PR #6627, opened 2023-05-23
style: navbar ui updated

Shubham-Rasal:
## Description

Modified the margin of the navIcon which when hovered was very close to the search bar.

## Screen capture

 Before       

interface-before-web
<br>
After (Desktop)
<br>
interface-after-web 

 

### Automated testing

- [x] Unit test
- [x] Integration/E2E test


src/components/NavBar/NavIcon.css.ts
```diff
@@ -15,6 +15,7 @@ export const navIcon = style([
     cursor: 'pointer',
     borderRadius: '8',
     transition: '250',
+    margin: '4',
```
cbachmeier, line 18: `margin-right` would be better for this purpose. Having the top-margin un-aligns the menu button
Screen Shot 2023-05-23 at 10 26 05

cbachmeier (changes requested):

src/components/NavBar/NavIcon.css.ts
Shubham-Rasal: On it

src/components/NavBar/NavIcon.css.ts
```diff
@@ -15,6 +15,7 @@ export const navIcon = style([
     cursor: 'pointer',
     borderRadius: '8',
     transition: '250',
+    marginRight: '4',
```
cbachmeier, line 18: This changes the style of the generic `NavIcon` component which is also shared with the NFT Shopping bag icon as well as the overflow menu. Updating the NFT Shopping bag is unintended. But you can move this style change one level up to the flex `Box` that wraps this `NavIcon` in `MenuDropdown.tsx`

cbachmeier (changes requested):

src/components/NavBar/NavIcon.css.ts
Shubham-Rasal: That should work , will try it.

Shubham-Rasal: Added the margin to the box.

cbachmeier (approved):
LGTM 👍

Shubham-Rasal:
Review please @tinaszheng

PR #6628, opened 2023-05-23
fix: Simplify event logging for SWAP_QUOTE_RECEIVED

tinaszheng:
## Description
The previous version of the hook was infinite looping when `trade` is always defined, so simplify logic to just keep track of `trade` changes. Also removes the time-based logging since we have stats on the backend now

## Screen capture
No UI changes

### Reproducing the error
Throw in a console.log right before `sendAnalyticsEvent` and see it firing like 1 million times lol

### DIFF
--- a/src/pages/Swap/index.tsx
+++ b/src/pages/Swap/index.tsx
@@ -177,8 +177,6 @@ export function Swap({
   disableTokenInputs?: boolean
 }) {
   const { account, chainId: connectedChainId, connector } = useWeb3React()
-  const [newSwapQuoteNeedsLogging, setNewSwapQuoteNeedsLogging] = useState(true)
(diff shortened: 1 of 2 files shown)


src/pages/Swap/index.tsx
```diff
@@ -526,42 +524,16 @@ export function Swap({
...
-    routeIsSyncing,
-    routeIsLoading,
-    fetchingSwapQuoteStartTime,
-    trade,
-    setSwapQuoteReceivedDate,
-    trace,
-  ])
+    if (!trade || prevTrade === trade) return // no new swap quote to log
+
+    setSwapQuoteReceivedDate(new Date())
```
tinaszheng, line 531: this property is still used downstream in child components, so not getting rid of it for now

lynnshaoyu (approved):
----------------------------------------
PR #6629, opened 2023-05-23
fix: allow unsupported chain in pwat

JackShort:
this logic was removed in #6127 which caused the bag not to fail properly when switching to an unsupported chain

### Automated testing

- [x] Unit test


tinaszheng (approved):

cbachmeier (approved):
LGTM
----------------------------------------
From the entries above, show each line that includes the string "approved".

[Task solution]
cbachmeier (approved):
lynnshaoyu (approved):
tinaszheng (approved):
cbachmeier (approved):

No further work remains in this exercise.